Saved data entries

>>>>>

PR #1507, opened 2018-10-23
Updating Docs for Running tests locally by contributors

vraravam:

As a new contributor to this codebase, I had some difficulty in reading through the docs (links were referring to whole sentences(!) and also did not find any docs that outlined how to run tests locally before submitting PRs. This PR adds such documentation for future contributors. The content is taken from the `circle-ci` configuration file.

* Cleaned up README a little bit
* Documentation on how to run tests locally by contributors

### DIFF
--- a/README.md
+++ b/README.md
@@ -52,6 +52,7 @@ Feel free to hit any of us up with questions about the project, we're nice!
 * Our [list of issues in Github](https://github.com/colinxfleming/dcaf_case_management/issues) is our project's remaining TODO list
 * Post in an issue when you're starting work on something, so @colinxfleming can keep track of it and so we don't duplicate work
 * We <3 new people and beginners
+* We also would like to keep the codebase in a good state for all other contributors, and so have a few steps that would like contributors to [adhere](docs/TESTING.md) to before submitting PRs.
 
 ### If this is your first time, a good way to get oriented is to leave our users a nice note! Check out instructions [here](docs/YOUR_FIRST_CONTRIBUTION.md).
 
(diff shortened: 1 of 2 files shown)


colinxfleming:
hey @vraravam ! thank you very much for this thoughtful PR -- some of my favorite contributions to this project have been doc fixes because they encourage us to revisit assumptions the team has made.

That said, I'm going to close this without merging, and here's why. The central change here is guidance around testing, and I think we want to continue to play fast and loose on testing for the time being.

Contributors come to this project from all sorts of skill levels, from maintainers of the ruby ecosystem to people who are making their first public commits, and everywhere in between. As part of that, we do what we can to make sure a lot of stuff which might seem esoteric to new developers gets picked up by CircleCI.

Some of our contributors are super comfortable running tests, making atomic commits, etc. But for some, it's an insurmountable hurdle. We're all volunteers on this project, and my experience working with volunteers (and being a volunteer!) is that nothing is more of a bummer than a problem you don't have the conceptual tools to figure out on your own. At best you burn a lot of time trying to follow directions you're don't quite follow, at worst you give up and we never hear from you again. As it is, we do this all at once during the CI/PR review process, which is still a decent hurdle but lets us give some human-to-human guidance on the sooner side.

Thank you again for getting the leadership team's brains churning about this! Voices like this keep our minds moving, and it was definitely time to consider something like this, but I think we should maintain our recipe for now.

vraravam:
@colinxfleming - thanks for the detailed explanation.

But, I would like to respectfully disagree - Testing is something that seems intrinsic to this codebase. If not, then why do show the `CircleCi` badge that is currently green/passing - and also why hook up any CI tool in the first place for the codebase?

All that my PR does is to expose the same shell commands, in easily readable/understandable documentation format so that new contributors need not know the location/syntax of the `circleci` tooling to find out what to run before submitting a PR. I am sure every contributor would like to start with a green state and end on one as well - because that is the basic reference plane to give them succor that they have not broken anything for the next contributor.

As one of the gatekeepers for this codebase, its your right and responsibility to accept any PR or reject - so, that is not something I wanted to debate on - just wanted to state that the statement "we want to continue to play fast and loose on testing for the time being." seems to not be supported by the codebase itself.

<<<<<

Every line above should be reproduced precisely.

PR #1507, opened 2018-10-23
Updating Docs for Running tests locally by contributors

vraravam:

As a new contributor to this codebase, I had some difficulty in reading through the docs (links were referring to whole sentences(!) and also did not find any docs that outlined how to run tests locally before submitting PRs. This PR adds such documentation for future contributors. The content is taken from the `circle-ci` configuration file.

* Cleaned up README a little bit
* Documentation on how to run tests locally by contributors

### DIFF
--- a/README.md
+++ b/README.md
@@ -52,6 +52,7 @@ Feel free to hit any of us up with questions about the project, we're nice!
 * Our [list of issues in Github](https://github.com/colinxfleming/dcaf_case_management/issues) is our project's remaining TODO list
 * Post in an issue when you're starting work on something, so @colinxfleming can keep track of it and so we don't duplicate work
 * We <3 new people and beginners
+* We also would like to keep the codebase in a good state for all other contributors, and so have a few steps that would like contributors to [adhere](docs/TESTING.md) to before submitting PRs.
 
 ### If this is your first time, a good way to get oriented is to leave our users a nice note! Check out instructions [here](docs/YOUR_FIRST_CONTRIBUTION.md).
 
(diff shortened: 1 of 2 files shown)


colinxfleming:
hey @vraravam ! thank you very much for this thoughtful PR -- some of my favorite contributions to this project have been doc fixes because they encourage us to revisit assumptions the team has made.

That said, I'm going to close this without merging, and here's why. The central change here is guidance around testing, and I think we want to continue to play fast and loose on testing for the time being.

Contributors come to this project from all sorts of skill levels, from maintainers of the ruby ecosystem to people who are making their first public commits, and everywhere in between. As part of that, we do what we can to make sure a lot of stuff which might seem esoteric to new developers gets picked up by CircleCI.

Some of our contributors are super comfortable running tests, making atomic commits, etc. But for some, it's an insurmountable hurdle. We're all volunteers on this project, and my experience working with volunteers (and being a volunteer!) is that nothing is more of a bummer than a problem you don't have the conceptual tools to figure out on your own. At best you burn a lot of time trying to follow directions you're don't quite follow, at worst you give up and we never hear from you again. As it is, we do this all at once during the CI/PR review process, which is still a decent hurdle but lets us give some human-to-human guidance on the sooner side.

Thank you again for getting the leadership team's brains churning about this! Voices like this keep our minds moving, and it was definitely time to consider something like this, but I think we should maintain our recipe for now.

vraravam:
@colinxfleming - thanks for the detailed explanation.

But, I would like to respectfully disagree - Testing is something that seems intrinsic to this codebase. If not, then why do show the `CircleCi` badge that is currently green/passing - and also why hook up any CI tool in the first place for the codebase?

All that my PR does is to expose the same shell commands, in easily readable/understandable documentation format so that new contributors need not know the location/syntax of the `circleci` tooling to find out what to run before submitting a PR. I am sure every contributor would like to start with a green state and end on one as well - because that is the basic reference plane to give them succor that they have not broken anything for the next contributor.

As one of the gatekeepers for this codebase, its your right and responsibility to accept any PR or reject - so, that is not something I wanted to debate on - just wanted to state that the statement "we want to continue to play fast and loose on testing for the time being." seems to not be supported by the codebase itself.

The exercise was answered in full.